The conversation switched to pure game-speak for a while while we blew up each other’s spaceships. It popped up again when we broke for pizza, though.
“We could still get The Martian,” Sean said hopefully.
“Only if we increase Martian air pressure enough to blow over a lander,” Allen objected.
“If your name is Mark Watney, do not leave the lander!” said Lisa.
“NASA should have a checklist on their job applications,” I said. “Is your name (a) Mark Watney, (b) David Bowman . . .”
“(c) Ellen Ripley,” added Lisa, our resident Alien expert (she also does Godzilla).
“What they ought to do is take all their actual astronauts and write disaster stories about them, so that whatever they write about won’t happen.” Sean was harboring ambitions to be a writer himself, although we didn’t know that then.
“If NASA starts publishing stories where their actual rockets actually blow up their actual astronauts, I think there will be morale issues,” I said.
“Do it as non-fiction,” said Lisa, who at that point had a good dozen legal articles to her credit.
“I don’t think it would work that way.” Allen shook his head. “Suppose one expert writes that there will be a mission to Mars within twenty years, and another expert writes there won’t. One of them has to come true.”
“Stories are more specific,” I said. “‘A mission to Mars’ covers zillions of potential futures. In a story, you’re specifying one. The number of possible futures is colossal. The probability that we just happen to land in that specific future is infinitesimal.”
It has been noted that I like to lecture.
“Sure,” said Sean, “but you don’t need much specificity for a paradox. If they discover a monolith on the moon, that’s weird, right? Even if there’s no Pan Am space shuttle or HAL or whatever.”
“Well, there’s also active avoidance going on. If somebody invents humanoid androids, they’re not going to be called ‘replicants,’ because of Blade Runner. So the story actually closes off that future. When you publish a story, all futures in which people are unaware of that story become impossible.”
“I heard the guys who started Skype named it after Skynet.”

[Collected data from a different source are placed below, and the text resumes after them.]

PR #119, opened 2016-01-07
Enable Json annotation for enum values.

### LINKED ISSUE #115: @Json annotation on enum values
Another difference between Gson and Moshi is, that Gson allows its `@SerializedName` annotation on enums:

```
enum CustomEnum {
  @SerializedName("not_a") a,
  b
}

@Test
public void testSerializedName() throws Exception {
  CustomEnum a = gson.getAdapter(CustomEnum.class).fromJson("not_a");
  assertThat(a).isEqualTo(CustomEnum.a);
}

@Test
public void testJson() throws Exception {
  CustomEnum a = moshi.adapter(CustomEnum.class).fromJson("not_a");
  assertThat(a).isEqualTo(CustomEnum.a);
}
```

This will work with Gson. Unfortunately, Moshi does not process its `@Json` annotation on enums.

Is this a desired behaviour is this just a missed edge case?

serj-lotutovici:
Attempt to fix #115. Inspired by Gson's implementation. No regex support at this point though.

### DIFF
--- a/moshi/src/main/java/com/squareup/moshi/StandardJsonAdapters.java
+++ b/moshi/src/main/java/com/squareup/moshi/StandardJsonAdapters.java
@@ -21,6 +21,7 @@ import java.lang.reflect.Type;
 import java.util.ArrayList;
 import java.util.Arrays;
 import java.util.Collection;
+import java.util.LinkedHashMap;
 import java.util.List;
 import java.util.Map;
 import java.util.Set;
@@ -52,7 +53,7 @@ final class StandardJsonAdapters {
       Class<?> rawType = Types.getRawType(type);
       if (rawType.isEnum()) {
         //noinspection unchecked
-        return enumAdapter((Class<? extends Enum>) rawType).nullSafe();
+        return new EnumJsonAdapter<>((Class<? extends Enum>) rawType).nullSafe();
       }
       return null;
     }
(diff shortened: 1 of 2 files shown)


moshi/src/main/java/com/squareup/moshi/StandardJsonAdapters.java
```diff
@@ -212,27 +213,46 @@ static int rangeCheckNextInt(JsonReader reader, String typeMessage, int min, int
...
+      String name = reader.nextString();
+      T constant = nameConstantMap.get(name);
+      if (constant != null) return constant;
+      throw new JsonDataException("Expected one of "
+          + nameConstantMap.keySet() + " but was " + name + " at path "
+          + reader.getPath());
+    }
+
+    @Override public void toJson(JsonWriter writer, T value) throws IOException {
+      for (Map.Entry<String, T> entry : nameConstantMap.entrySet()) {
```
serj-lotutovici: Not sure about this past. Gson keeps two maps <Name to Value> and <Value to Name>. Thought, that this would be a useless waist of memory, although this is slower.

serj-lotutovici:
Ping? @swankjesse do you have a different idea for this?

moshi/src/main/java/com/squareup/moshi/StandardJsonAdapters.java
```diff
@@ -212,27 +213,46 @@ static int rangeCheckNextInt(JsonReader reader, String typeMessage, int min, int
...
+        if (entry.getValue() == value) {
+          writer.value(entry.getKey());
+          break;
```
JakeWharton: Just for sanity, I would change this to `return` and `throw new AssertionError` so future programming bugs (which we never make, of course!) don't cause silent failures.

swankjesse: Yeah, definitely need that.

moshi/src/main/java/com/squareup/moshi/StandardJsonAdapters.java
swankjesse: If you wanted to save memory, you could have just a `String[]` indexed by `value.ordinal()`.

swankjesse:
This is great. I’m going to merge as-is and follow-up with my own PR to address some small nitpicks.

moshi/src/main/java/com/squareup/moshi/StandardJsonAdapters.java
```diff
@@ -212,27 +213,46 @@ static int rangeCheckNextInt(JsonReader reader, String typeMessage, int min, int
...
+      this.enumType = enumType;
+      try {
+        T[] constants = enumType.getEnumConstants();
+        for (T constant : constants) {
+          Json annotation = enumType.getField(constant.name()).getAnnotation(Json.class);
+          String name = annotation != null ? annotation.name() : constant.name();
+          nameConstantMap.put(name, constant);
         }
+      } catch (NoSuchFieldException e) {
+        throw new AssertionError("Missing field in " + enumType.getName(), e);
```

“If they did, it was because they were aware of the movie. There are no histories where people aren’t aware of the movie. Including its signature elements. So, arguably, those signature elements can’t happen.”
The conversation veered off from there, but it stuck in my head. I started wondering: could you quantify the effect? How specific would a reference have to be, before it started affecting people’s future choices? How widely spread? Does the medium make a difference? The length?
It started out as just a spare-time project in information theory. The longer I went on, though, the more connections I started seeing. We’re talking deep, fundamental results here. You’ve probably already started thinking about quantum mechanics. That’s one link, sure, but here’s another example.
In the first Star Trek movie, there’s a picture of the space shuttle Enterprise on the starship Enterprise. But the space shuttle was named after the starship. The fiction depends on the real depends on the fiction.
Just a cute little in-joke, you think? Now imagine an index card. The front says: “The sentence on the back of this card is true.” The back says: “The sentence on the front of this card is false.” That’s a famous paradox, related to Gödel’s Incompleteness Theorem. And it turns out that if you can formally define “real” and “fictional” as analogues of “true” and “false” . . . okay, I’ll spare you the math, but take my word on it: it’s impressive.
Which is what I said at one of our later meetings. Time had moved on, and we’d all moved up. Considerably up, in fact. If I told you Sean’s real name, you’d recognize it. Allen and me you might or might not recognize, but you could Google us. Lisa you would definitely not recognize, nor does she show up on Google; recall that she works for the government, and draw your own conclusions.
This particular get-together had been short on traditional geekery and long on grousing about the state of the world. The topic came up when Lisa said something like “Dammit, why couldn’t someone have written a story where He-Who-Must-Not-Be-Named won that election? Then maybe it wouldn’t have happened.”
That was my cue to give the spiel. It was maybe a little longer than the summary you just read.
“Wait,” said Sean, interrupting me. “You think the Trek Paradox is real?”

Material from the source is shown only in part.